PR #2511, opened 2023-12-27
Propose IDC Deseret keyboard layout

sigilante:
IDC Deseret is designed to facilitate transcription of written manuscripts.  It does not rely on QWERTY mnemonics but introduces a two-row pattern of unvoiced/voiced for the consonants.  It only provides combining keystrokes for the regular two ligatures, and does not rely on long-press or combining keystrokes otherwise.  (The price is losing quick access to the number row, but this is not commonly needed in most transcription work.)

## TASK ITEM
Copy the whole listing, word for word.

## EXERCISE OUTPUT
PR #2511, opened 2023-12-27
Propose IDC Deseret keyboard layout

sigilante:
IDC Deseret is designed to facilitate transcription of written manuscripts.  It does not rely on QWERTY mnemonics but introduces a two-row pattern of unvoiced/voiced for the consonants.  It only provides combining keystrokes for the regular two ligatures, and does not rely on long-press or combining keystrokes otherwise.  (The price is losing quick access to the number row, but this is not commonly needed in most transcription work.)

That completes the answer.